The code reads inputs efficiently using sys.stdin.readline for multiple test cases. For each message, it calculates the interval from the previous moment, computes the cheaper cost, and updates the battery. The battery <= 0 check ensures that any scenario where Stepan cannot send a message is detected immediately. Using min(a * gap, b) captures the essential greedy decision.

Worked Examples

Example 1

Input: 1 3 1 5

  • Gap: 3 units (from 0 to 3)
  • Cost: min(1*3, 5) = 3
  • Remaining battery: 3 - 3 = 0 → output "NO"

Example 3

Input: 5 10 1 2 with messages [1, 2, 3, 4, 5]

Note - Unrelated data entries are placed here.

PR #4467, opened 2024-11-06
[core] Fast return if rollback verion equals lastest version

askwang:
### Purpose

If the rollback snapshot version is equal to the lastest snapshot version, we should fast return.

### DIFF
--- a/paimon-core/src/main/java/org/apache/paimon/table/AbstractFileStoreTable.java
+++ b/paimon-core/src/main/java/org/apache/paimon/table/AbstractFileStoreTable.java
@@ -512,13 +512,12 @@ abstract class AbstractFileStoreTable implements FileStoreTable {
                 "Rollback snapshot '%s' doesn't exist.",
                 snapshotId);
 
-        Snapshot snapshot = snapshotManager.snapshot(snapshotId);
         // fast return
-        if (snapshot.equals(snapshotManager.latestSnapshot())) {
+        if (new Long(snapshotId).equals(snapshotManager.latestSnapshotId())) {
             return;
         }
 
-        rollbackHelper().cleanLargerThan(snapshot);
+        rollbackHelper().cleanLargerThan(snapshotManager.snapshot(snapshotId));
     }
 
     public Snapshot findSnapshot(long fromSnapshotId) throws SnapshotNotExistException {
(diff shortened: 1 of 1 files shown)


paimon-core/src/main/java/org/apache/paimon/table/AbstractFileStoreTable.java
```diff
@@ -625,14 +630,19 @@ public void rollbackTo(String tagName) {
         checkArgument(tagManager.tagExists(tagName), "Rollback tag '%s' doesn't exist.", tagName);
 
         Snapshot taggedSnapshot = tagManager.taggedSnapshot(tagName);
+        SnapshotManager snapshotManager = snapshotManager();
```
wwj6591812, line 633: Add a blank line.

paimon-core/src/main/java/org/apache/paimon/table/AbstractFileStoreTable.java
```diff
@@ -512,6 +512,11 @@ public void rollbackTo(long snapshotId) {
                 "Rollback snapshot '%s' doesn't exist.",
                 snapshotId);
 
+        // fast return
+        if (new Long(snapshotId).equals(snapshotManager.latestSnapshotId())) {
```
wwj6591812, line 516: I think new Long has a little strange.
Why not:

Long latestSnapshotId = snapshotManager.latestSnapshotId();
if (latestSnapshotId == null) {
    exception or error log
}
if (taggedSnapshot.id() == latestSnapshotId) {
    fast return
}

wwj6591812:
A question:
Assuming that when the user executes the rollback procedure with snapshot = 1, the latestSnapshot Id of the Paimon table is 1, and before the rollback procedure ends, the latestSnapshot Id of the Paimon table changes to 2. After you apply this patch, in the end, the rollback procedure fast return so that the result is not snapshot = 1.
 Is this the result that the user wants?

askwang:
> A question: Assuming that when the user executes the rollback procedure with snapshot = 1, the latestSnapshot Id of the Paimon table is 1, and before the rollback procedure ends, the latestSnapshot Id of the Paimon table changes to 2. After you apply this patch, in the end, the rollback procedure fast return, so the RollbackHelper#cleanLargerThan will not be called. Is this the result that the user wants?

In this case, the result is not what the user wants. But although there does not fast return, this case may also occur. For example, the rollback snapshot is 1 and the latest snapshot of table is also 1, before rollback ends the lastest snapshot of table changes to 2 or 3, the rollback logic gets the lastest shotshot is diffcult to keep always the newest, this will cause some new snapshots not to be processed.

JingsongLi:
Hi @askwang , what is this PR aims to? just for performance?

JingsongLi:
> > Hi @askwang , what is this PR aims to? just for performance?
> 
> yes, juse fast return, no need to execute RollbackHelper#cleanLargerThan.

Do we need to care about the speed of this operation? I think it should be very fast even no optimization.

Message Gap Cost Battery After
1 1 min(1,2)=1 10-1=9
2 1 1 9-1=8
3 1 1 8-1=7
4 1 1 7-1=6
5 1 1 6-1=5

Battery never reaches 0 → output "YES". This shows the algorithm correctly accumulates costs and handles small gaps efficiently.

Complexity Analysis

Measure Complexity Explanation
Time O(n) per test case Each message is processed once; n summed over all test cases ≤ 2×10^5
Space O(n) Storing message times per test case; no additional structures

The solution fits well within the 2-second time limit because it processes each message once and uses minimal additional memory.

Test Cases

import sys, io

def run(inp: str) -> str:
    sys.stdin = io.StringIO(inp)
    out = io.StringIO()
    sys.stdout = out
    # call solution
    t = int(input())
    for _ in range(t):
        n, f, a, b = map(int, input().split())
        m = list(map(int, input().split()))
        prev = 0
        battery = f
        possible = True
        for time in m:
            gap = time - prev
            cost = min(a * gap, b)
            battery -= cost
            if battery <= 0:
                possible = False
                break
            prev = time
        print("YES" if possible else "NO")
    return out.getvalue().strip()

# Provided samples
assert run("6\n1 3 1 5\n3\n7 21 1 3\n4 6 10 13 17 20 26\n5 10 1 2\n1 2 3 4 5\n1 1000000000 1000000000 1000000000\n1000000000\n3 11 9 6\n6 8 10\n12 621526648 2585904 3566299\n51789 61859 71998 73401 247675 298086 606959 663464 735972 806043 806459 919683") == "NO\nYES\nYES\nNO\nNO\nYES"

# Custom edge cases
assert run("1\n1 1 1 1\n1") == "NO", "battery exactly equal to gap cost"
assert run("1\n2 10 1 100\n1 1000000000") == "YES", "large gap with off/on cheaper than long on"
assert run("1\n3 5 2 3\n1 2 4") == "NO", "mixed gap costs"
Test input Expected output What it validates
1 1 1 1\n1 NO Battery reaches 0 exactly at first message
2 10 1 100\n1 1000000000 YES Handles very large gaps efficiently
3 5 2 3\n1 2 4 NO Mixed greedy decisions between leaving on and toggling

Edge Cases

When the battery is exactly equal to the cost of the first interval, the algorithm correctly outputs "NO". For extremely large gaps, multiplying a * gap might overflow in some languages, but Python handles large integers, and the min(a * gap, b) choice correctly prevents incorrect overflow results. The greedy choice guarantees minimal consumption for each interval, so no subtle case of skipping a toggle will cause a wrong answer.